PR #6030, opened 2023-09-03
Add generic types for TaskHandler

ShockedPlot7560:
## Introduction
Currently, if we store an handler returned by the scheduler and wish to retrieve the Task it stores, it is reduced to an Task. This PR brings a generic handler type to improve static analysis at plugin level and adds consistency to the code.

### Relevant issues
n/a

### API changes
- Implement template ``TTask`` for `TaskHandler`

## Backwards compatibility
At the static analysis level, plugins may have more errors if generic handler types are not defined.

## Follow-up
See if the problem with the `TaskScheduler`'s `isReady` function is a PHPstan problem: https://phpstan.org/r/a0269a3f-2a24-4b62-bcd3-2727e69b862b


src/scheduler/TaskScheduler.php
```diff
@@ -33,12 +33,12 @@
...
 	private bool $enabled = true;
 
-	/** @phpstan-var ReversePriorityQueue<int, TaskHandler> */
+	/** @phpstan-var ReversePriorityQueue<int, TaskHandler<Task>> */
 	protected ReversePriorityQueue $queue;
 
 	/**
-	 * @var ObjectSet|TaskHandler[]
-	 * @phpstan-var ObjectSet<TaskHandler>
+	 * @var ObjectSet|TaskHandler<Task>[]
```
SOF3: should this be added to `@var`?

ShockedPlot7560: Why shouldn't it?

SOF3: I thought generics should only go to `@phpstan-var`

dktapps: Yeah, @var is meant to be PSR-5 compliant so that tools can understand it
Generics should be confined to @phpstan-var

dktapps:
To be honest, I don't actually see what the gain of this is. There's no obvious reason to get the task instance from the handler.

src/scheduler/Task.php
```diff
@@ -26,8 +26,12 @@
 use pocketmine\utils\Utils;
 
 abstract class Task{
+	/** @phpstan-var TaskHandler<self>|null  */
 	private ?TaskHandler $taskHandler = null;
 
+	/**
+	 * @phpstan-return TaskHandler<self>|null
```
dktapps: This would have to be `static`, not `self`, and I don't think that actually works

ShockedPlot7560:
> To be honest, I don't actually see what the gain of this is. There's no obvious reason to get the task instance from the handler.

Internally, the gain are not necessarily significant. However, for plugins wishing to analyze their code with a static analysis tool or an IDE, this part of the code can be better typed.
Currently, if someone stores a TaskHandler and later calls task retrieval, the task type is lost. This means that if we want to call up a function specific to our task, the function is unknown, problematic.

dktapps:
If the type is important, you can retain the `Task` directly, and then use `Task->getHandler()` to fetch the handler, which has no type variation. So I don't really see what the point of this is, and I doubt that it's actually possible to properly typehint this, as it appears to require generics using `static`.

ShockedPlot7560:
This typehint is correct and its only purpose is to improve documentation. Even if it's possible to do otherwise, I think it might be worth doing anyway.

dktapps:
All things considered, it doesn't even really make much sense to have two different types for this. They are coupled anyway.

The only real reason to interact with the TaskHandler from the plugin side is to cancel the task. This can be better done using CancelTaskException anyway, or perhaps we could add an API method that allows a task to flag itself as cancelled, without having to expose the handler.

ShockedPlot7560:
I agree that the API would require changes, however, why should we have to wait for an API change before we can have correct typing and functional autocompletion/static analysis?

dktapps:
As I said previously I don't really see a point to this change anyway. If you want to access the Task object you can just retain it in a variable before calling scheduleTask() or whatever. I'm also not sure it's actually even possible to do this fully anyway due to the requirement for `TaskHandler<static>`.

dktapps:
> See if the problem with the TaskScheduler's isReady function is a PHPstan problem: https://phpstan.org/r/a0269a3f-2a24-4b62-bcd3-2727e69b862b

It's actually a consequence of the shitty design of SplPriorityQueue (mode of the queue affects the returned values). The error you see was actually ignored in a baseline already, but surfaced again here because of the changed types.

src/scheduler/Task.php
......
▸ WHAT IS REQUIRED
Reproduce the entries exactly. Every word has to stay the same.

▸ TASK RESULT
PR #6030, opened 2023-09-03
Add generic types for TaskHandler

ShockedPlot7560:
## Introduction
Currently, if we store an handler returned by the scheduler and wish to retrieve the Task it stores, it is reduced to an Task. This PR brings a generic handler type to improve static analysis at plugin level and adds consistency to the code.

### Relevant issues
n/a

### API changes
- Implement template ``TTask`` for `TaskHandler`

## Backwards compatibility
At the static analysis level, plugins may have more errors if generic handler types are not defined.

## Follow-up
See if the problem with the `TaskScheduler`'s `isReady` function is a PHPstan problem: https://phpstan.org/r/a0269a3f-2a24-4b62-bcd3-2727e69b862b


src/scheduler/TaskScheduler.php
```diff
@@ -33,12 +33,12 @@
...
 	private bool $enabled = true;
 
-	/** @phpstan-var ReversePriorityQueue<int, TaskHandler> */
+	/** @phpstan-var ReversePriorityQueue<int, TaskHandler<Task>> */
 	protected ReversePriorityQueue $queue;
 
 	/**
-	 * @var ObjectSet|TaskHandler[]
-	 * @phpstan-var ObjectSet<TaskHandler>
+	 * @var ObjectSet|TaskHandler<Task>[]
```
SOF3: should this be added to `@var`?

ShockedPlot7560: Why shouldn't it?

SOF3: I thought generics should only go to `@phpstan-var`

dktapps: Yeah, @var is meant to be PSR-5 compliant so that tools can understand it
Generics should be confined to @phpstan-var

dktapps:
To be honest, I don't actually see what the gain of this is. There's no obvious reason to get the task instance from the handler.

src/scheduler/Task.php
```diff
@@ -26,8 +26,12 @@
 use pocketmine\utils\Utils;
 
 abstract class Task{
+	/** @phpstan-var TaskHandler<self>|null  */
 	private ?TaskHandler $taskHandler = null;
 
+	/**
+	 * @phpstan-return TaskHandler<self>|null
```
dktapps: This would have to be `static`, not `self`, and I don't think that actually works

ShockedPlot7560:
> To be honest, I don't actually see what the gain of this is. There's no obvious reason to get the task instance from the handler.

Internally, the gain are not necessarily significant. However, for plugins wishing to analyze their code with a static analysis tool or an IDE, this part of the code can be better typed.
Currently, if someone stores a TaskHandler and later calls task retrieval, the task type is lost. This means that if we want to call up a function specific to our task, the function is unknown, problematic.

dktapps:
If the type is important, you can retain the `Task` directly, and then use `Task->getHandler()` to fetch the handler, which has no type variation. So I don't really see what the point of this is, and I doubt that it's actually possible to properly typehint this, as it appears to require generics using `static`.

ShockedPlot7560:
This typehint is correct and its only purpose is to improve documentation. Even if it's possible to do otherwise, I think it might be worth doing anyway.

dktapps:
All things considered, it doesn't even really make much sense to have two different types for this. They are coupled anyway.

The only real reason to interact with the TaskHandler from the plugin side is to cancel the task. This can be better done using CancelTaskException anyway, or perhaps we could add an API method that allows a task to flag itself as cancelled, without having to expose the handler.

ShockedPlot7560:
I agree that the API would require changes, however, why should we have to wait for an API change before we can have correct typing and functional autocompletion/static analysis?

dktapps:
As I said previously I don't really see a point to this change anyway. If you want to access the Task object you can just retain it in a variable before calling scheduleTask() or whatever. I'm also not sure it's actually even possible to do this fully anyway due to the requirement for `TaskHandler<static>`.

dktapps:
> See if the problem with the TaskScheduler's isReady function is a PHPstan problem: https://phpstan.org/r/a0269a3f-2a24-4b62-bcd3-2727e69b862b

It's actually a consequence of the shitty design of SplPriorityQueue (mode of the queue affects the returned values). The error you see was actually ignored in a baseline already, but surfaced again here because of the changed types.

src/scheduler/Task.php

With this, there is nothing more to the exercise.